[Problem to work on]
You are asked to filter the data below and copy every line holding "contract".

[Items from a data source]

PR #2964, opened 2026-09-18
fix(memory): refuse shared creation of kind=memory in the pack that owns it

### LINKED ISSUE #2684: kg `create` of a `memory` or `task` note skips the defaults the specialised verbs apply, so the same record reads differently by path

ohdearquant:

Closes #2684.

## The gap

`create(kind="note", note_kind="memory", …)` stored a row with `salience`, `decay_factor` and
`properties.memory_type` all unset, while `memory.recall` rendered that same row as episodic at the
default salience. One record, two readings: what storage holds and what the verb that exists to read
it reports.

The cause is written down in the tree, as a comment asserting an invariant nothing enforced.
`MemoryHook::prepare_create` was an explicit no-op whose body was two lines of prose:

```rust
// `memory.remember` owns the create path and validates there. This hook exists for the
// update path; adding create-side checks here would duplicate that verb's contract.
```

That is a true statement about intent and a false one about reach. Nothing stopped a caller from
reaching the kind through shared creation, and the hook that said the create path was owned
elsewhere was the one place that could have said otherwise.

## Where the refusal goes, and why that is the decision

The refusal is now that hook's body. It is not in the generic pack.

This is ADR-021's decision rather than a preference, and the amendment states it in the negative,
which is why it is worth quoting:

> The memory pack owns admission through the existing ADR-017 `KindHook::prepare_create` interface.
> KG does not hard-code memory, redirect requests, or enforce a general prohibition on kinds with
> specialized verbs.

Two things follow that a kind-name arm in the generic handler does not give you.

**One hook covers both admitting paths.** Shared `create` calls it at
`crates/khive-pack-kg/src/handlers/create.rs:381`, after parameter validation and before any note or
provenance edge is written. A `stream.batch` member of the kind calls the same hook during
preparation at `crates/khive-runtime/src/streams.rs:1126`. So one edit closes both, and the
`stream.batch` refusal is a preparation failure: no preceding sibling in that batch commits.

**The capability question disappears instead of being solved.** A refusal must never name a verb the
caller cannot dispatch. A hook exists only when the pack that owns the kind is registered, so a
pack that declares a `memory` note kind without the memory pack has no hook, is admitted, and is
never handed a message pointing at `memory.remember`. That is the same discrimination as a registry
probe, with nothing to keep in sync.

`memory.remember` itself is unaffected, and this was checked rather than assumed: it writes through
`create_note_with_decay_for_embedding_model`, a runtime primitive, and `prepare_create` does not
appear anywhere in `crates/khive-runtime/src/runtime.rs`. A refusal in the hook cannot refuse the
verb it directs callers to.

## Why the first commit is documentation

ADR-021's creation-admission amendment and ADR-007's reciprocal qualification were introduced as
proposals in #2724 on 2026-09-14, and the amendment says in its own text that its implementation
requires acceptance before it merges. So this branch accepts them first and implements second, in
that order.

The flip is not a one-line status edit, because the headings carry the anchors: dropping
"(proposed)" renames them and eight references across the two files point at them. Four of those
references are sentences whose truth changes at acceptance ("superseded only on acceptance", "on
acceptance", "requires acceptance before its implementation merges"), so they are rewritten as
claims rather than repointed. Anchor integrity was checked directly — every same-file fragment and
both cross-file links resolve to a heading that derives them — because the repository's ADR
reference lint validates titles and does not read fragments at all. That blindness is filed as
#2966; it is not fixed here.

## What this PR does not close

ADR-021 excuses two public creation routes by contract: standalone `stream.append`, which admits any
registered note kind, and approved `propose`/`review` changesets containing `AddNote`. Neither
invokes the shared create hook, so after this change they are the remaining writers that can produce
a memory row with the derived fields unset.

That residual is asserted rather than described. A `stream.append` memory row and an `AddNote`
memory row each land with `salience` and `decay_factor` unset, and recall renders them at the
effective defaults — a test that passes today and pins a known difference, so it is a number and not
an inference. #2967 carries the open question; no fix rides here.

Existing rows are not repaired, which is also the ADR's decision: absent fields are neither
backfilled nor filled on read.

## Coverage

Thirteen arms: two pin the placement, ten are the amendment's own acceptance list, and one was
already there.

**The placement.**

- `generic_create_refuses_the_memory_kind_and_names_its_writer` — the refusal itself, with an
  ordinary `observation` note created in the same request shape as the control, and
  `memory.remember` then shown to still write a row whose three fields are all set. Closing an entry
  point is only correct if the remaining one still holds the property.
- `generic_create_accepts_the_memory_kind_when_its_owning_pack_is_not_registered`, in
  `khive-pack-kg` — the over-reach direction. A fixture pack declares a `memory` note kind and
  registers no hook, so the kind is admitted and no caller is handed a refusal naming a verb it
  cannot dispatch. It asserts `find_kind_hook("memory").is_none()` first, so it cannot silently stop
  exercising that branch.
- `search_kind_memory_routes_to_note_substrate_via_registry` — not new, and not about creation. It
  is the arm that reddened when an earlier version of this change keyed the refusal on the kind name
  alone, which is why it belongs in this list.

**The amendment's acceptance list**, one arm per clause:

- Both generic spellings refuse: `create(kind="memory", …)` as well as
  `create(kind="note", note_kind="memory", …)`.
- A refusal changes nothing — no note, no provenance edge, and an existing key holder still resolves
  to the same id after a refused keyed request aimed at its key.
- Keyed, explicit-namespace and self-supplied-default requests refuse too. The third matters most: a
  caller who passes `salience`, `decay_factor` and `memory_type` itself is still refused, because the
  refusal is about the contract rather than about which fields the request happens to carry.
- A `stream.batch` member of the kind aborts the batch during preparation, in atomic **and**
  per-member mode, before a sibling append ordered ahead of it commits.
- The specialized writer is visible three ways: in raw storage with its fields set, through generic
  `get`, and in a non-empty `memory.recall`.
- Identical keyed replay preserves the original record.
- Updating an existing memory still works, because the hook is create-only; and another pack's kind
  with its own hook still creates through generic `create`.
- The residual is measured rather than described: standalone `stream.append` and an approved
  `AddNote` changeset both admit the kind and leave `salience` and `decay_factor` unset, while recall
  renders that same row at the effective defaults. That arm is expected to pass — it pins a
  divergence that exists rather than guarding against one, its comment says so in as many words, and
  #2967 carries the question of whether it should ever close.

**Every counting instrument in these arms carries a control inside the same test.** The no-mutation
arm proves the note count moves under a known-positive `create` and the edge count moves under a
known-positive `link`, before asserting that neither moves under the refusal. The second of those is
deliberately the narrower claim it looks like: `create` has no edge-writing parameter at all, so that
assertion pins an untouched graph read from a counter shown to be live, not a write it could have
caught. Each batch arm first commits an identical batch without the refused member, because a read of
a stream nothing ever wrote returns zero entries too, and an assertion of zero would pass whether or
not the sibling was rolled back.

## Scope

7 files, 6 commits, +831 −48 against `main`.

`crates/khive-pack-kg/src/handlers/create.rs` is not one of them. That is the placement argument as
a measurement rather than as a sentence: the first commit added a kind-name arm to the generic
handler and the third removed it, so the end state leaves the generic pack untouched by this change.

Two of the seven files are the ADR acceptances and the §4 contract fix, one is the hook that now
carries the refusal, one is a dev-dependency the coexistence arm needs, one is the lockfile, and two
are test files.

## Verification

The workspace suite, formatter and linter on the branch as it stands, which is `main` merged in
rather than a bare branch, because the hosted checks run on the synthetic merge ref and a local run
on the unmerged branch is a strict subset of it.

```
cargo fmt --all -- --check          rc 0
cargo test --workspace --no-fail-fast   11506 passed, 0 failed, 266 suites reported a result
cargo clippy --workspace --all-targets -- -D warnings   rc 0, 0 errors
```

Three predicates beyond the totals, because a green total does not say that a named arm ran — a
rename or a filter typo reads as success:

- each of the twelve new arms printed its own `... ok` line: **12 of 12**, checked by exact name.
- the workspace meta-test that refuses pack tests reaching the config-ledger seam without
  `#[serial_test::serial(config_ledger)]`: **1 of 1**. Two of the new arms call `memory.recall` and
  reach that seam; both carry the attribute.
- **266 suites reported a result.** This one is not decoration. Two earlier runs of this same gate
  stopped at suite 16 and suite 51 of 266 on wall-clock budgets in `khive-db` and `khive-mounts`,
  neither of which this branch touches, because `cargo test` stops at the first failing suite. The
  pass count looked healthy both times while most of the tree never executed. `--no-fail-fast` plus
  a suite count is what distinguishes a complete run from a truncated one; the timing arms
  themselves are #2971 and both passed here on an unloaded machine.

The hook's placement is also asserted structurally rather than by reading the diff: the refusal is
present in the memory pack, the update hook sits on `normalize_note_update` with zero references to
the removed `prepare_note_update` seam, and `crates/khive-pack-kg/src/handlers/create.rs` does not
appear in the branch's diff against `main` at all.


ohdearquant (commented):

Verdict on head 1bc392e44e3c0ea5893a66e6ebbfaad873af988d: REQUEST-CHANGES, 2 blocking findings. Finding details are delivered to the review's recipients rather than posted here. Do not merge this head while blocking findings are outstanding; a pipeline comment on a newer head supersedes this one.

ohdearquant (commented):

Verdict on head e4df69468ef968d75ebbd0889c4db5cabb4286c4: REQUEST-CHANGES, 1 blocking finding. Finding details are delivered to the review's recipients rather than posted here. Do not merge this head while blocking findings are outstanding; a pipeline comment on a newer head supersedes this one.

[Written reply]
// update path; adding create-side checks here would duplicate that verb's contract.
ADR-021 excuses two public creation routes by contract: standalone `stream.append`, which admits any
  refusal is about the contract rather than about which fields the request happens to carry.
Two of the seven files are the ADR acceptances and the §4 contract fix, one is the hook that now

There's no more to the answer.